- _WHAT TO DO_: Would you set down all of the entries below exactly as they stand?

ENTRIES SUPPLIED: Begin

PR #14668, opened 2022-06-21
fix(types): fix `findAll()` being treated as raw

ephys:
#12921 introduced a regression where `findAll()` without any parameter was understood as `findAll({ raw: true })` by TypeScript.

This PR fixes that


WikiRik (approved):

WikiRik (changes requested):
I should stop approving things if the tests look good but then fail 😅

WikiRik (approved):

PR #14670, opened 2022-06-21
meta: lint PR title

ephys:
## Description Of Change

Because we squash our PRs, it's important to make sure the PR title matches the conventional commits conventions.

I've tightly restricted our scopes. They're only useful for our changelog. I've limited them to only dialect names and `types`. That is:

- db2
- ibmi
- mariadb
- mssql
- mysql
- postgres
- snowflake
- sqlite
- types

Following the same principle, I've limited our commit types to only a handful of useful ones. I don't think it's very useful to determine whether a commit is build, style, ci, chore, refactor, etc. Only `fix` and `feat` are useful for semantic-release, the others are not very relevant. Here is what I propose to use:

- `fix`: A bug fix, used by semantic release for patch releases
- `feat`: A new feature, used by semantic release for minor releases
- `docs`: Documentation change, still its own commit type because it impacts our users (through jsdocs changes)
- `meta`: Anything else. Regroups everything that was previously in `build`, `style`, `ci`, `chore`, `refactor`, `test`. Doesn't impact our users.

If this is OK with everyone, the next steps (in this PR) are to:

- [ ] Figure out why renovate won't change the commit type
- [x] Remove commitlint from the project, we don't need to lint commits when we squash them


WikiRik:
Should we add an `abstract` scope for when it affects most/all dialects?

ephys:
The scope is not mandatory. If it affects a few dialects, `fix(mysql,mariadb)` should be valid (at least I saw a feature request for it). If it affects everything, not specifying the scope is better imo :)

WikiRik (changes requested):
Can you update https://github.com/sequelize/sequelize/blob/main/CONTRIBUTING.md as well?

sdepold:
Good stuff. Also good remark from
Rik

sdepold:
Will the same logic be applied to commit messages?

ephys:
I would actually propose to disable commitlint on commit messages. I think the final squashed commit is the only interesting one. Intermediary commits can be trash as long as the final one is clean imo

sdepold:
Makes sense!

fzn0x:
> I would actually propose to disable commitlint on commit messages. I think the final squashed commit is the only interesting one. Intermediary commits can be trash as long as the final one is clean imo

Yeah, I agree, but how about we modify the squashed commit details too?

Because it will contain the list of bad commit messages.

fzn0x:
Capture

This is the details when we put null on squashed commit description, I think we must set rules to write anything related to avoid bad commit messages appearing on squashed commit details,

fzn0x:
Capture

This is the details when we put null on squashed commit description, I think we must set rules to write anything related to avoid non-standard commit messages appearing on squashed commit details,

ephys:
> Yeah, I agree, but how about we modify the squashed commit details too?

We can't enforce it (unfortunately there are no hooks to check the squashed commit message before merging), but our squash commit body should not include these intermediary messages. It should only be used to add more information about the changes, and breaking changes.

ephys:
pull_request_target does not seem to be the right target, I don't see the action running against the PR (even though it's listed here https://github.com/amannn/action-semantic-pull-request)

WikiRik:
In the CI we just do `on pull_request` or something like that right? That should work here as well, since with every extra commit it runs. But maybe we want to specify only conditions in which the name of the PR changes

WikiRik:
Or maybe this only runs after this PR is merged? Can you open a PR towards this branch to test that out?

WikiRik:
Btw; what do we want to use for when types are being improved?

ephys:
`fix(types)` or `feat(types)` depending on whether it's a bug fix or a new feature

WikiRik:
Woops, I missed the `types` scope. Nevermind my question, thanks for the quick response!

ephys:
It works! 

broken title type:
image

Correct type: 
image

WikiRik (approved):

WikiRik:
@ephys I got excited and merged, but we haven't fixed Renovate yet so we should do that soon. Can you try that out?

ENTRIES SUPPLIED: End

- _EXPECTED OUTPUT_:
PR #14668, opened 2022-06-21
fix(types): fix `findAll()` being treated as raw

ephys:
#12921 introduced a regression where `findAll()` without any parameter was understood as `findAll({ raw: true })` by TypeScript.

This PR fixes that


WikiRik (approved):

WikiRik (changes requested):
I should stop approving things if the tests look good but then fail 😅

WikiRik (approved):

PR #14670, opened 2022-06-21
meta: lint PR title

ephys:
## Description Of Change

Because we squash our PRs, it's important to make sure the PR title matches the conventional commits conventions.

I've tightly restricted our scopes. They're only useful for our changelog. I've limited them to only dialect names and `types`. That is:

- db2
- ibmi
- mariadb
- mssql
- mysql
- postgres
- snowflake
- sqlite
- types

Following the same principle, I've limited our commit types to only a handful of useful ones. I don't think it's very useful to determine whether a commit is build, style, ci, chore, refactor, etc. Only `fix` and `feat` are useful for semantic-release, the others are not very relevant. Here is what I propose to use:

- `fix`: A bug fix, used by semantic release for patch releases
- `feat`: A new feature, used by semantic release for minor releases
- `docs`: Documentation change, still its own commit type because it impacts our users (through jsdocs changes)
- `meta`: Anything else. Regroups everything that was previously in `build`, `style`, `ci`, `chore`, `refactor`, `test`. Doesn't impact our users.

If this is OK with everyone, the next steps (in this PR) are to:

- [ ] Figure out why renovate won't change the commit type
- [x] Remove commitlint from the project, we don't need to lint commits when we squash them


WikiRik:
Should we add an `abstract` scope for when it affects most/all dialects?

ephys:
The scope is not mandatory. If it affects a few dialects, `fix(mysql,mariadb)` should be valid (at least I saw a feature request for it). If it affects everything, not specifying the scope is better imo :)

WikiRik (changes requested):
Can you update https://github.com/sequelize/sequelize/blob/main/CONTRIBUTING.md as well?

sdepold:
Good stuff. Also good remark from
Rik

sdepold:
Will the same logic be applied to commit messages?

ephys:
I would actually propose to disable commitlint on commit messages. I think the final squashed commit is the only interesting one. Intermediary commits can be trash as long as the final one is clean imo

sdepold:
Makes sense!

fzn0x:
> I would actually propose to disable commitlint on commit messages. I think the final squashed commit is the only interesting one. Intermediary commits can be trash as long as the final one is clean imo

Yeah, I agree, but how about we modify the squashed commit details too?

Because it will contain the list of bad commit messages.

fzn0x:
Capture

This is the details when we put null on squashed commit description, I think we must set rules to write anything related to avoid bad commit messages appearing on squashed commit details,

fzn0x:
Capture

This is the details when we put null on squashed commit description, I think we must set rules to write anything related to avoid non-standard commit messages appearing on squashed commit details,

ephys:
> Yeah, I agree, but how about we modify the squashed commit details too?

We can't enforce it (unfortunately there are no hooks to check the squashed commit message before merging), but our squash commit body should not include these intermediary messages. It should only be used to add more information about the changes, and breaking changes.

ephys:
pull_request_target does not seem to be the right target, I don't see the action running against the PR (even though it's listed here https://github.com/amannn/action-semantic-pull-request)

WikiRik:
In the CI we just do `on pull_request` or something like that right? That should work here as well, since with every extra commit it runs. But maybe we want to specify only conditions in which the name of the PR changes

WikiRik:
Or maybe this only runs after this PR is merged? Can you open a PR towards this branch to test that out?

WikiRik:
Btw; what do we want to use for when types are being improved?

ephys:
`fix(types)` or `feat(types)` depending on whether it's a bug fix or a new feature

WikiRik:
Woops, I missed the `types` scope. Nevermind my question, thanks for the quick response!

ephys:
It works! 

broken title type:
image

Correct type: 
image

WikiRik (approved):

WikiRik:
@ephys I got excited and merged, but we haven't fixed Renovate yet so we should do that soon. Can you try that out?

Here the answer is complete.